BEGIN SUPPLIED ENTRIES

PR #1493, opened 2024-01-08
Skip file ingestion if already ingested

spirosbond:
Enhanced ingest_service.ingest_file() and ingest_service.bulk_ingest(…) to skip ingestion if the file(s) is already ingested.


darko-mijic:
It would be great for this to be reviewed and merged.

imartinez (changes requested):
You are relying on the existence of the metadata "file_name".
 d.doc_metadata["file_name"]
That is an assumption that should not be made in a core component such as IngestService.

Therefore I'd suggest to move all the logic to ingest_folder.py. That is a utility script, not part of the core codebase of PrivateGPT, specifically created to allow for local bulk ingestion. The same way it is ok to make metadata assumptions, for the same reason, in ui.py, you can use them in ingest_folder.py. 

Summing up, I'd move the filter_new_only, is_ingested, get_ingested and their usage in bulk_ingest to ingest_folder.py and not modify ingest_service.py

Robinsane:
Great find that ingesting same file happens, I just stumbled on this myself as well!

I agree with @imartinez to not do this in a core component. Users can request all ingested documents before ingesting new ones. However I do think the "Upload File(s)" button in the GUI should be adjusted to avoid this unintuitive behaviour:
1. Delete existing Documents with the same filename
2. Ingest the file as normal

negatives:
- slower (not a big difference as long as user doesn't mindlessly upload / inject same files)
positives:
+ most intuitive (based on what I saw in the GUI, I thought this was actually what happened)
+ handier for most real world use cases: File got updated? simply ingest it and it will overwrite any old one.
+ handier for non-technical people in the community focusing on the GUI

PR #1512, opened 2024-01-15
Add phi-2 support

regularfry:
This patch introduces the chatml prompt format (and associated tests) necessary for driving the [Dolphin 2.6](https://huggingface.co/cognitivecomputations/dolphin-2_6-phi-2) fine-tune of [`microsoft/phi-2`](https://huggingface.co/microsoft/phi-2).  I'm using the fine-tune rather than the upstream because the prompt behaviour with the chatml format seems to be more robust.

Also included is `settings-phi-2.yaml`, which you can use by setting `PGPT_PROFILES=phi-2` for a local experience that's tolerable on CPU.  On an M1 mac with Metal, I'm getting about 20 tokens per second output using the `Q4_K_M` model listed.

The `phi-2` architecture also needs the `llama-cpp-python` version to be updated, so I've bumped it to 0.2.28.


private_gpt/settings/settings_loader.py
```diff
@@ -16,7 +16,7 @@
 _settings_folder = os.environ.get("PGPT_SETTINGS_FOLDER", PROJECT_ROOT_PATH)
 
 # if running in unittest, use the test profile
-_test_profile = ["test"] if "tests.fixtures" in sys.modules else []
+_test_profile = ["test"] if "unittest" in sys.modules else []
```
imartinez, line 19: Don't revert this change. It was done on purpose to fix an issue with latests versions of llamaindex. Check d3acd85fe34030f8cfd7daf50b30c534087bdf2b

settings-phi-2.yaml
imartinez, line 1: Instead of adding another .yaml file, you could document it in https://docs.privategpt.dev/recipes/choice-of-llm/list-of-ll-ms. For that, just edit the fern/docs/pages/recipes/list-llm.mdx

imartinez (changes requested):
Great contribution!

private_gpt/settings/settings_loader.py
regularfry: Hm. That's odd. I don't remember making that change at all, there's no reason I would have needed to.  I wonder if I got something wrong when I committed the patch.  Easy enough to revert...

imartinez:
Closing it due to inactivity after latest comments

PR #1519, opened 2024-01-17
Fix: Adding an LLM param to fix generator producing only "#####" characters

naveenk2022:
The newer versions of `llama-cpp-python` do not have the parameter `offload_kqv` set to True. Fixing this in privateGPT is pretty straightforward. Instead of installing a lower version of `llama-cpp-python`, adding `"offload_kqv": True` to `model_kwargs` enables KGV offloading, and also significantly boosts GPU performance.


imartinez (approved):
Thanks for the fix!

PR #1532, opened 2024-01-23
feat: support reranker

Anhui-tqhuang:
@imartinez hey review appreciated

i want to add the support for reranker as a postnodeprocesser

The functionality of the `Reranker` is as follows:

1. It evaluates the similarity between a query and documents retrieved by the retriever.
2. If the similarity score is less than `cut_off`, the document is excluded from the results.
3. In scenarios where the filtered documents are fewer than `top_n`, the system defaults to providing the top `top_n` documents ignoring the `cut_off` score.
4. The `hf_model_name` parameter allows users to specify the particular FlagReranker model from [Hugging Face](https://huggingface.co/) for the reranking process.

Use the `enabled` flag to toggle the `Reranker` as per requirement for optimized results.


Anhui-tqhuang:
@imartinez hey review appirecated

imartinez:
@Anhui-tqhuang I think the idea is great! I have a general question though: those reranker models can be used through FlagEmebedding (as you proposed) or through SentenceTransformers. The benefit of the latter is that LlamaIndex already contains a SentenceTransformerRerank class. That way we could add the benefits you are proposing without:
- depending on an extra library (flagembedding)
- having to write a custom reranker class

I'd love to know your opinion. Maybe you want to give a try to the SentenceTransformer reranker using the same model. The rest of the PR looks like an amazing addition to the project. I'd ask you to update the documentation to reflect it (fern/docs/pages...)

Thanks!

Anhui-tqhuang:
Hey thanks for your suggestion! I would try to use the sentence transformer as well as updating the documentation when i back from the spring festival!

Anhui-tqhuang:
btw though llamax index has already supported the llm reranker. But it is not that stable since the output of llm is not expectable, as a result 
, private gpt might meet errors when the response from the llm cannot be parsed 

That's the reason i want to use a dedicated model which is used for reranker as its result will contains the similarity only

I might need some time on the investigation could we use the sentences transformer to run that dedicated model directly

Anhui-tqhuang:
@imartinez hey i give another pass to the model card again: https://huggingface.co/BAAI/bge-reranker-large#usage-for-reranker

it cannot be used with the sentence transformer

moreover with my previous comments, i still try to avoid using llm for reranker purpose as the result is not stable for `parser`, a dedicated model with `float` result would be more stable

Anhui-tqhuang:
@imartinez btw, i tried to update the doc, but the preview seems cannot work correctly with my PR

Anhui-tqhuang:
@imartinez this is doc https://privategpt-preview-c71c8bab-4dcb-4e83-ae34-1c22bb1ee919.docs.buildwithfern.com/manual/advanced-setup/reranker

Anhui-tqhuang:
@imartinez hey, could you plz have a pass? it will be appreciated

cloudrage999:
hi anhui
im using your PR in my pg isntance
im using bge-reranker as well
when you think this PR would be approved ?

also is bge-reranker the best local reranker we can have ?



another thing,i made a PR about query search results , so be able to do both semantic search and classic keyword-based search to retrieve more relevant context for user query

can you please take a look at it and tell me your opinion on it,its bugs and etc
thanks man

Anhui-tqhuang:
@cloudrage999 hey
> when you think this PR would be approved ?
i am still waiting for review from @imartinez 

> also is bge-reranker the best local reranker we can have ?
to be honest, i haven't tried other reranker models, so i cannot tell

Anhui-tqhuang:
@cloudrage999 
> another thing,i made a PR about query search results , in order be able to do both semantic search and classic keyword-?> > based search to retrieve more relevant context for user query

> can you please take a look at it and tell me your opinion on it,its bugs and etc
> thanks man

could you show me the link to the PR plz?

Issue #1559, opened 2024-01-30
How to delete ingested files from PGPT in DOCKER


CRPrinzler:
How is `make wipe ` implemented into the dockerized version of PGPT?
I have the container running and it works fine, but I cannot se how to invoke deletion of ingested context.

icsy7867:
You could use the API, or just use docker exec...

```
docker exec -it privategpt make wipe
```

Make sure to use whatever you named the container.  You can also just execute bash to get a shell.

CRPrinzler:
via docker gives : 

`OCI runtime exec failed: exec failed: unable to start container process: exec: "make": executable file not found in $PATH: unknown
`

icsy7867:
> via docker gives :
> 
> `OCI runtime exec failed: exec failed: unable to start container process: exec: "make": executable file not found in $PATH: unknown `

Whats your docker file look like?   Drop into a bash shell and make sure you are in the proper work directory:
```
docker exec -it privategpt bash
```

CRPrinzler:
I am, but it says /home/worker/app/

make not found

icsy7867:
install make into the container.

docker exec -it privategpt apt update && apt install make -y

Since the provided container is using layers, I dont think any of this stuff is installed perhaps.  If you can't use apt, you probably need to run as root:

```
docker run --rm
    --user=root privategpt bash
```

or something like that.

I actually re-wrote my docker file to just pull the github project in, as the original method seemed to be missing files.

CRPrinzler:
yes I am in the correkt folder:
`/home/worker/app`

I haven't got make or sudo.

CRPrinzler:
Essentially I just went in and rm -rf  under local_data . ..

PR #1568, opened 2024-02-01
Delete all files button

Robinsane:
Button to delete all ingested files. (+ ability to disable the button in settings.yaml)

When first using pgpt I could've used this myself (now I use Python SDK)
I saw multiple cases where people wanted something similar (issues / Discord).

issue example:
https://github.com/imartinez/privateGPT/issues/1559

### DIFF
--- a/private_gpt/settings/settings.py
+++ b/private_gpt/settings/settings.py
@@ -178,8 +178,11 @@ class UISettings(BaseModel):
     default_query_system_prompt: str = Field(
         None, description="The default system prompt to use for the query mode."
     )
-    delete_files_button_enabled: bool = Field(
-        True, description="If the button to delete all files is enabled or not."
+    delete_file_button_enabled: bool = Field(
+        True, description="If the button to delete a files is enabled or not."
+    )
+    delete_all_files_button_enabled: bool = Field(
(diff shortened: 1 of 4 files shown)


Robinsane:
Will look into expanding this PR /w button to delete just 1 file

Robinsane:
Added code with a button to delete a single file

Not happy yet with this:
- multiple users deleting single file at the same time => problem : only last selected file will be deleted (will not happen often & you can disable button in settings.yaml)
- I'd like to refresh the list of ingested files somehow but can't seem to figure out how

TobiasJu (commented):
Cloned the repo, ran the code. 
Thanks for your work!
Found one minor issue. The "Delete all files" button is permanently disabled.

image

Robinsane:
@TobiasJu 
This was intentional
See settings.yaml

`  delete_file_button_enabled: true
  delete_all_files_button_enabled: false`
  
  If most of you agree I'll make both true by default
  I was thinking for multiple users you don't want an accidental click to go poof (other button doesn't do anything unless a file is selected)

imartinez:
Included in https://github.com/imartinez/privateGPT/pull/1612

(btw, I made both buttons visible by default)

END SUPPLIED ENTRIES

BRIEF ▸ How many lines in the entries above include the string "tell"? Answer with the number only.

ANSWER TO THIS PROBLEM ▸ 3